Histoire du changement d’heure

En réalité, le concept même du changement d’heure a vu le jour bien avant les préoccupations énergétiques du XXème siècle. Dès 1784, Benjamin Franklin avait émis cette idée pour la première fois dans une lettre humoristique adressée au Journal de Paris dans laquelle il suggérait que les Parisiens pourraient économiser des bougies en se levant plus tôt pour profiter de la lumière du jour.

Mais c’est durant la Première Guerre mondiale que le changement d’heure a été officiellement adopté par plusieurs pays, dont l’Allemagne et le Royaume-Uni, dans le but d’économiser du charbon. La France a suivi cette tendance en 1916. À la Libération en 1944, l’heure d’été fut abandonnée en France et un décret du 14 août 1945 a fixé l’heure légale avec une heure de décalage par rapport à l’heure de son fuseau horaire (temps universel coordonné : UTC+1).

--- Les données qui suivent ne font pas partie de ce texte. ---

PR #24949, opened 2025-09-22
🐛 Fixed {{date}} helper rendering English for zh, zh-Hant, and pa locales

### LINKED ISSUE #24783: date helper locales don't match i18n locales
### Issue Summary

The docs say "Dates, with month names, are automatically translated. You don’t need to include them in the translation files."   I was pretty sure I'd seen this before, so I was stumped why the Chinese (zh-Hant) site I'm working on wasn't getting translated dates.  

The problem is that the date helper is looking for a locale from https://github.com/moment/moment/tree/develop/src/locale , and we aren't entirely matching that list with our locales: https://github.com/moment/moment/tree/develop/src/locale .

I think zh-Hant and zh are the only problem, currently.

We could: 
1- declare zh-TW and zh-CN to be the Ghost-supported locales, and add the currently used locales as fallbacks in the i18n module.  [We do this for nn/no/nb already.]  Sites that want dates right would need to switch locales
...or..
2- write a workaround in the date helper to translate the zh locales Ghost uses to the locales moment uses.
...or...
3- do 1 but with a migration that automatically changes locales.

I think 3 is not a good choice, because many themes use the locale field to get the html lang displayed also.

Workaround for anyone who needs one: You can pass locale into the date helper directly.

### Steps to Reproduce

set the locale to zh-Hant or zh, and put a {{date}} somewhere in the theme.  Observe the (untranslated) result.

### Ghost Version

6.0.6

### Node.js Version

22

local, but same problem on Ghost Pro.

### Database type

MySQL 8

### Browser & OS version

_No response_

```shell

```

### Code of Conduct

SamarthBagga:
Fixes #24783 
I have implemented the fix suggested in #24783.

---

> [!NOTE]
> Map Chinese i18n locales ('zh', 'zh-Hant') to Moment.js equivalents ('zh-cn', 'zh-tw') in `core/frontend/helpers/date.js` when setting date locale.
> 
> <sup>Written by [Cursor Bugbot](https://cursor.com/dashboard?tab=bugbot) for commit e17c2b60ca77394863c34de54651fa7142e29ab2. This will update automatically on new commits. Configure [here](https://cursor.com/dashboard?tab=bugbot).</sup>

### DIFF
--- a/ghost/core/core/frontend/helpers/date.js
+++ b/ghost/core/core/frontend/helpers/date.js
@@ -46,7 +46,13 @@ module.exports = function (...attrs) {
     // Documentation: http://momentjs.com/docs/#/i18n/
     // Locales: https://github.com/moment/moment/tree/develop/locale
     if (locale && locale.match('^[^/\\\\]*$') !== null) {
-        dateMoment.locale(locale);
+        let momentLocale = locale;
+        if (locale === 'zh-Hant') {
+            momentLocale = 'zh-tw';
+        } else if (locale === 'zh') {
+            momentLocale = 'zh-cn';
+        }
+        dateMoment.locale(momentLocale);
     }
 
     if (timeago) {
--- a/ghost/core/core/frontend/helpers/date.js
+++ b/ghost/core/core/frontend/helpers/date.js
@@ -46,13 +46,20 @@ module.exports = function (...attrs) {
     // Documentation: http://momentjs.com/docs/#/i18n/
     // Locales: https://github.com/moment/moment/tree/develop/locale
     if (locale && locale.match('^[^/\\\\]*$') !== null) {
-        let momentLocale = locale;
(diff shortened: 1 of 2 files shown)


SamarthBagga:
Hi @mike182uk @sam-lord , Could you please review this?

9larsons:
Thanks for the PR! The bug was real and your fix was directionally right. I've merged this with a rework on top of your commit in order to capture the intent + Mike's concerns above.

Instead of mapping zh/zh-Hant explicitly (per-locale logic in the helper was the concern in #24783, the helper now resolves any locale generically via `Intl.Locale(locale).maximize()` and hands moment a candidate list: zh → zh-cn, zh-Hant → zh-tw, and it turned out to fix pa too.

Same outcome you were after and this should fix future gaps as well.

PR #24952, opened 2025-09-22
✨Added Settings to Admin search

9larsons:
ref [BER-2658](https://linear.app/ghost/issue/BER-2658/)

* updated admin search to index settings
* added search endpoint for settings
* passed through query param to Settings to allow opening the app w/ a specific search term

This PR allows users to search specific settings via keywords in Ghost Admin in order to open up the Settings app with the specified keyword. By passing through the keyword, we generally end up opening the Settings app filtered down to one component which is ideal. We don't launch/open the component in this change, though past changes allow for adding that to each component as desired.

NOTE: This PR does create an area of dual maintenance. We maintain the list of keywords in Ghost Admin for this search instead of also using the keywords in the Settings app. This is NOT ideal, but trying to provide these to both was excessive given the current design with the Ember shell. As we're looking to get rid of Ember, this feels like an ok decision in order to simplify this set of changes. Once we have a singular app, we can *much* more easily maintain this in one spot.

### DIFF
--- a/apps/admin-x-settings/src/App.tsx
+++ b/apps/admin-x-settings/src/App.tsx
@@ -13,12 +13,13 @@ interface AppProps {
     officialThemes: OfficialTheme[];
     zapierTemplates: ZapierTemplate[];
     upgradeStatus?: UpgradeStatusType;
+    initialSearchQuery?: string;
 }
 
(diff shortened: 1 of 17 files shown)


9larsons:
Closing as stale — this predates the settings file renames and the React admin shell's search work, so it would need a ground-up redo against the current architecture.

PR #24953, opened 2025-09-22
🐛 Fixed Analytics > Growth tab MRR chart lookback

9larsons:
ref https://linear.app/ghost/issue/ONC-1157/
- wired up lookback parameter to `/stats/mrr` endpoint
- refactored mrr endpoint tests to use helpers, be more readable
- added mrr tests for >90d lookback (default)

When wiring this up, it appears we missed adding the lookback support to this endpoint. It was adapted from the previous Dashboard which always (and could only) look back 90d, so that's all the more we were returning. The endpoint now correctly looks back over the selected timeframe.


9larsons:
When testing this, the data generator works great. Just run `yarn reset:data` and enable Stripe to see the MRR charts.

cmraible (approved):
Nice work! Works for me locally, looking good 👌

Avec l’arrivée du choc pétrolier, retour à l’heure d’été : le décret du 19 septembre 1975 a (ré)introduit une heure d’été en France métropolitaine pour économiser l’énergie en réduisant les temps d’éclairage artificiel le soir. L’heure d’été fut fixée à UTC+2. Cette mesure qui devait être provisoire est toujours appliquée jusqu’à ce jour.

Contestation du changement d’heure

Mais si l’adoption de ce décret avait du sens il y a 47 ans, selon une étude d’évaluation des impacts énergétiques du régime d’heure d’été, mis à jour en 2009, par l’Agence de l’environnement et de la maîtrise de l’énergie « le changement d’heure permet des économies d’énergies et de CO2 réelles mais modestes, pour un coût quasi-nul de mise en œuvre ». A l’échelle de l’Europe, le Service de recherche du Parlement européen estimait dans une étude publiée en 2017 que le changement d’heure permettait de réaliser une économie de 0,5% à 2,5% selon les pays.

Ce changement bisannuel d’heure est de plus en plus contesté par les citoyens qui peinent à mesurer le bénéfice réel de la mesure. Outre le gain marginal en énergie, les opposants soulignent une hausse des accidents de la route et des troubles du sommeil chez les personnes âgées et les enfants.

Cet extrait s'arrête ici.